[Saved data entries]
PR #1067, opened 2025-02-03
task/refactor-mission-controller-panel/JAIA-1830

michael-jaia:
## Overview
This pull request includes the initial work for refactoring the `MissionControllerComponent` component and its children. It establishes a base structure that can be extended to the complete feature set. I want to pause at this point to prevent to the pull request from becoming too large for a reviewer to digest.

The refactor creates the component `MissionsPanel` which will eventually replace `MissionControllerPanel`.

In the initial work:
* `RunAssignMenu` was refactored to `MissionAssignMenu`
* `RunList` was refactored to `MissionsList`
* `MissionsList` includes what was the `RunItem`
* `RunPanel` will no longer be needed

## Future Work
Tickets will be generated in JIRA to complete the refactor of all features in the missions panel and mission accordions.

## Testing
Tests written in `src/web/containers/MissionsPanel/__tests__` exercise the base functionality of the missions panel and mission accordions.


src/web/components/MissionAssignMenu/MissionAssignMenu.tsx
```diff
@@ -0,0 +1,94 @@
+// React
+import React, { useContext } from "react";
```
JRoybot: React does not appear to be referenced anywhere, probably can be deleted

src/web/components/MissionAssignMenu/MissionAssignMenu.tsx
```diff
@@ -0,0 +1,94 @@
...
+
+// MUI
+import FormControl from "@mui/material/FormControl";
+import InputLabel from "@mui/material/InputLabel";
+import MenuItem from "@mui/material/MenuItem";
+import Select, { SelectChangeEvent } from "@mui/material/Select";
+
+// Jaia
+import Bot from "../../data/bots/bot";
```
JRoybot: Bot not referenced

src/web/components/MissionAssignMenu/MissionAssignMenu.tsx
```diff
@@ -0,0 +1,94 @@
...
+    return (
+        <FormControl sx={{ minWidth: 120 }}>
+            <InputLabel>Bot</InputLabel>
+            <Select
+                label="Assign"
+                onChange={(evt: SelectChangeEvent) => handleMenuSelection(evt)}
+                value={getMenuValue().toString()}
+            >
+                <MenuItem value={UNASSIGNED_ID}>Unassigned</MenuItem>
+                {Array.from(jaiaSystemContext.bots.values()).map((bot) =>
```
JRoybot, line 82: Should this array be sorted in case the bots are not in numeric order?

src/web/containers/MissionControllerPanel/RunPanel/RunList/RunItem/RunItem.tsx
```diff
@@ -151,11 +150,6 @@ export default class RunItem extends React.Component<RunItemProps, RunItemState>
                     </AccordionSummary>
                     <AccordionDetails>
                         <span className="runItemInfo">
-                            <RunAssignMenu
```
JRoybot, line 154: Will this panel eventually go away or should it be renamed so we are not using the term "Run"

src/web/containers/MissionsPanel/MissionsList/MissionsList.tsx
```diff
@@ -0,0 +1,165 @@
+// React
+import React, { useContext } from "react";
```
JRoybot: React not referenced

src/web/containers/MissionsPanel/MissionsList/MissionsList.tsx
```diff
@@ -0,0 +1,165 @@
...
+     * Triggered when the operator clicks the duplicate mission button
+     *
+     * @param {number} missionID ID of the mission to be duplicated
+     * @returns {void}
+     *
+     * @notes
+     * To be implemented in a separate ticket
+     */
+    const handleDuplicateMissionClick = (missionID: number) => {
+        globalDispatch({ type: GlobalActions.DESELECT_POD_ELEMENT });
```
JRoybot: GlobalActions is behind what is on developer-friendly-jcc  Should use `GlobalActions.CLICKED_NODE `

src/web/containers/MissionsPanel/MissionsList/MissionsList.tsx
```diff
@@ -0,0 +1,165 @@
...
+                            </AccordionDetails>
+                        </Accordion>
+                    </ThemeProvider>
+                );
+            })}
+        </div>
+    );
+}
+
+function MissionAccordionTitle(props: MissionAccordionTitleProps) {
```
JRoybot, line 144: Does this need to use a props interface?  Why not
`function MissionAccordionTitle(missionID: number)`

src/web/containers/MissionsPanel/MissionsPanel.tsx
```diff
@@ -0,0 +1,142 @@
+// React
+import React, { useContext } from "react";
```
JRoybot: React not referenced

src/web/containers/MissionsPanel/__tests__/MissionsPanel.test.tsx
```diff
@@ -0,0 +1,171 @@
+import { render, screen } from "@testing-library/react";
```
JRoybot, line 1: Very nice job testing this!

src/web/context/Global/GlobalContext.tsx
```diff
@@ -268,6 +284,45 @@ function handleClickedHubAccordion(mutableState: GlobalContextType, accordionNam
...
+    return mutableState;
+}
+
+/**
+ * Deselects the currently selected pod element
+ *
+ * @param {GlobalContextType} mutableState State object ref for making modifications
+ * @returns {GlobalContextType} Updated mutable state object
+ */
+function handleDeselectPodElement(mutableState: GlobalContextType) {
```
JRoybot: merge in changes from developer-friendly-jcc

src/web/data/missions_manager/missions-manager.ts
```diff
@@ -52,6 +57,52 @@ class MissionsManager {
...
+    /**
+     * Finds the lowest Bot ID that is not assigned to a mission
+     *
+     * @returns {number} Bot ID or (-1) if all Bots are already assigned to missions or outside of comms range
+     */
+    getNextAvailableBotID() {
+        for (let [botID, bot] of bots.getBots()) {
+            if (
+                this.getMissionID(bot.getBotID()) === this.UNASSIGNED_ID &&
+                convertMicrosecondsToSeconds(bot.getStatusAge()) < this.STATUS_AGE_MAX_SECONDS
```
JRoybot, line 84: Would it be better to check the health of the bot instead of just the status age?

src/web/data/missions_manager/missions-manager.ts
```diff
@@ -1,8 +1,13 @@
+import { bots } from "../bots/bots";
+import { missions } from "../missions/missions";
+import { convertMicrosecondsToSeconds } from "../../shared/Utilities";
+
 class MissionsManager {
     private botsToMissions: Map<number, number>;
     private missionsToBots: Map<number, number>;
 
     readonly UNASSIGNED_ID = -1;
```
JRoybot, line 9: This is declared in a bunch of individual files maybe define it in src/web/data/missions/missions.ts to enforce consistency

JRoybot (changes requested):
Looks good.  Left a few comments

src/web/containers/MissionControllerPanel/RunPanel/RunList/RunItem/RunItem.tsx
michael-jaia: Yes, this panel will eventually go away

src/web/containers/MissionsPanel/MissionsList/MissionsList.tsx
michael-jaia: We cannot just pass a number because React is expecting an object. We can spread like: `{ missionID }: MissionAccordionTitleProps` but we still need the interface

src/web/data/missions_manager/missions-manager.ts
michael-jaia: I think we want to use status age because it will take into account a "healthy" or "unhealthy" Bot that is outside of comms range.

src/web/components/MissionAssignMenu/MissionAssignMenu.tsx
michael-jaia: Should be good once with the sorted map now!

src/web/data/missions_manager/missions-manager.ts
michael-jaia: Yes, we have a ticket here: https://jaia-innovation.atlassian.net/browse/JAIA-1844?atlOrigin=eyJpIjoiYTg0OTMzMmI4NThiNDcyYWI0ZWMwOTQzMGFiOTY5ZWYiLCJwIjoiaiJ9

src/web/data/jaia_global/jaia-global.ts
```diff
@@ -23,7 +23,7 @@ class JaiaGlobal {
     }
 
     deselectNode() {
```
JRoybot, line 25: Does this function need to be public.  Any caller of it would know the selected node and could just call setSelectedNode.  Then the calling functions would not need to check if it was an already selected node

src/web/containers/MissionsPanel/MissionsList/MissionsList.tsx
```diff
@@ -86,7 +87,12 @@ export default function MissionsList() {
      * To be implemented in a separate ticket
      */
     const handleDuplicateMissionClick = (missionID: number) => {
-        globalDispatch({ type: GlobalActions.DESELECT_POD_ELEMENT });
+        // Update data model
+        jaiaGlobal.deselectNode();
```
JRoybot: Could we update `jaiaGlobal` in the `handleClickedNode` of `src/web/context/Global/GlobalContext.tsx` so all the code that deals with clicking nodes does not need to make both calls?

JRoybot (changes requested):

src/web/containers/MissionsPanel/MissionsList/MissionsList.tsx
michael-jaia: We can, I hesitate to do this because it breaks the pattern of 1) updating the data model, 2) updating OpenLayers, and 3) updating React. I don't like making two calls for the same purpose, but I also think consistency is important so others can follow easier. What do you think about this?

src/web/data/jaia_global/jaia-global.ts
michael-jaia: I'm a little confused, are you saying we don't really need deselectNode public because we can make a call like: `jaiaGlobal.setSelectedNode(jaiaGlobal.getSelectedNode())`?

JRoybot: I see now, the only use of it is when a new mission is created so you are just deselecting whatever is selected .  Retract original comment.

src/web/containers/MissionsPanel/MissionsList/MissionsList.tsx
JRoybot: Agree it is a tricky paradigm.  I think needing to make 2 calls to 2 different modules to achieve a single action is never a good idea and is going to be a constant source of confusion and errors.  Ideally we would not need to track SelectedNode in 2 places but are only doing it for OL.  Ideally, only the OL code would need to import jaiaGlobal but the pattern we have now requires it any place a node can be selected.

Reviewing the way handleClickedNode works now that jaiaGlobal was created is pretty wonky.  SelectedNode is part of GlobalContext but we are relying on the state of jaiaGlobal.getSelectedNode() being different than what GlobalContext thinks it is.  And that ONLY works because the developer knew he had to call jaiaGlobal.setSelectedNode first.  It would be one thing if we had to call 2 functions if they both worked independently but we have a model that one relies on the other being called first to work properly.

I think handleClickedNode should be changed back to be more like it was and accept a SelectedNode as an action parameter.  It should check if it is different than what is in GlobalContext, change what is necessary in GlobalContext and THEN update jaiaGlobal to be in sync with it.

If you want to discuss more we can huddle.

michael-jaia:
Migrated changes to data model to React. I'm wondering if you think there is a little too much redundancy between the handler functions in `JaiaSystemContext.tsx` when modifying `mutableState`. For instance the multiple calls that go like:
```
mutableState.bots = bots.getBots();
mutableState.missions = missions.getMissions();
```

src/web/containers/MissionsPanel/MissionsPanel.tsx
```diff
@@ -55,20 +51,15 @@ export default function MissionsPanel() {
...
      */
     const handleDeleteAllMissionsClick = () => {
-        // Update data model
-        missions.deleteAllMissions();
-        missionsManager.clear();
-
-        // Update OpenLayers
-
-        // Update Context
+        // Clear accordion states
```
JRoybot: confusing comment

src/web/containers/MissionsPanel/MissionsPanel.tsx
```diff
@@ -55,20 +51,15 @@ export default function MissionsPanel() {
...
         globalDispatch({ type: GlobalActions.CLICKED_DELETE_ALL_MISSIONS });
```
JRoybot: Should we change `GlobalActions.CLICKED_DELETE_ALL_MISSIONS` to `GlobalActions.DELETE_ALL_MISSIONS` for consistency?

src/web/containers/MissionsPanel/MissionsPanel.tsx
```diff
@@ -55,20 +51,15 @@ export default function MissionsPanel() {
...
-        jaiaSystemDispatch({ type: JaiaSystemActions.SYNC_REQUESTED });
+
+        jaiaSystemDispatch({ type: JaiaSystemActions.DELETE_ALL_MISSIONS });
```
JRoybot, line 59: When reading this it is not clear why both events need to be dispatched, maybe can be cleared up with comments.

src/web/containers/MissionsPanel/MissionsPanel.tsx
```diff
@@ -84,16 +75,12 @@ export default function MissionsPanel() {
...
      *
      * @returns {void}
      */
     const handleAutoAssignClick = () => {
-        // Update data model
-        missionsManager.autoAssign();
-
-        // Update JaiaSystemContext
-        jaiaSystemDispatch({ type: JaiaSystemActions.SYNC_REQUESTED });
+        jaiaSystemDispatch({ type: JaiaSystemActions.AUTO_ASSIGN_BOTS_TO_MISSIONS });
```
JRoybot: What do you think of just `JaiaSystemActions.AUTO_ASSIGN_MISSIONS`

src/web/context/JaiaSystem/JaiaSystemContext.tsx
```diff
@@ -42,10 +44,20 @@ export const JaiaSystemDispatchContext = createContext(null);
 function jaiaSystemReducer(state: JaiaSystemContextType, action: Action) {
     let mutableState = { ...state };
     switch (action.type) {
+        case JaiaSystemActions.INIT:
+            return handleInit(mutableState);
         case JaiaSystemActions.DATA_MODEL_POLLED:
             return handleDataModelPolled(mutableState, action.bots, action.hubs);
```
JRoybot: Since `JaiaSystemActions.DATA_MODEL_POLLED` is only dispatched from within this file why do we need to pass the bots and hubs maps through the action interface?  Couldn't `handleDataModelPolled` just do `bots.getBots()` & `hubs: hubs.getHubs()` instead of `pollDataModel`

src/web/context/JaiaSystem/JaiaSystemContext.tsx
```diff
@@ -42,10 +44,20 @@ export const JaiaSystemDispatchContext = createContext(null);
 function jaiaSystemReducer(state: JaiaSystemContextType, action: Action) {
     let mutableState = { ...state };
     switch (action.type) {
+        case JaiaSystemActions.INIT:
```
JRoybot, line 44: I'm a little confused why we need INIT and DATA_MODEL_POLLED.  Might be easier to explain to me outside of the review.

JRoybot (changes requested):
Might make sense to have a huddle when you check my comments.  There has been a lot going on in this review and want to make sure we both understand each others comments.

src/web/containers/MissionsPanel/MissionsPanel.tsx
michael-jaia: Changed to RESET_MISSION_ACCORDIONS

src/web/containers/MissionsPanel/MissionsPanel.tsx
michael-jaia: Is it clearer with the renaming of the action?

src/web/containers/MissionsPanel/MissionsPanel.tsx
```diff
@@ -51,15 +51,13 @@ export default function MissionsPanel() {
...
+     * Dispatches the actions to clear all missions when an operator clicks the delete all missions button
      *
      * @returns {void}
      */
     const handleDeleteAllMissionsClick = () => {
-        // Clear accordion states
-        globalDispatch({ type: GlobalActions.CLICKED_DELETE_ALL_MISSIONS });
-
         jaiaSystemDispatch({ type: JaiaSystemActions.DELETE_ALL_MISSIONS });
+        globalDispatch({ type: GlobalActions.RESET_MISSION_ACCORDIONS });
```
JRoybot, line 60: Reads 1000% better!

src/web/context/JaiaSystem/JaiaSystemContext.tsx
```diff
@@ -46,51 +43,46 @@ function jaiaSystemReducer(state: JaiaSystemContextType, action: Action) {
...
 
 /**
- * Puts Context in sync with the data model
+ * Saves the latest data from incoming Bot and Hub status messages to state
  *
  * @param {JaiaSystemContextType} mutableState State object ref for making modifications
  * @returns {JaiaSystemContextType} Updated mutable state object
  */
-function handleInit(mutableState: JaiaSystemContextType) {
+function handleDataModelPolled(mutableState: JaiaSystemContextType) {
```
JRoybot: How bout handlePollDataModel to match the new Action name?

JRoybot (dismissed):
Looks really good.  Left one nitpick, up to you if you change or not.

■ **Task description**
Only lines that contain "outside" are needed, so copy each of them from the data.

■ **Response for this exercise**
+     * @returns {number} Bot ID or (-1) if all Bots are already assigned to missions or outside of comms range
michael-jaia: I think we want to use status age because it will take into account a "healthy" or "unhealthy" Bot that is outside of comms range.
JRoybot, line 44: I'm a little confused why we need INIT and DATA_MODEL_POLLED.  Might be easier to explain to me outside of the review.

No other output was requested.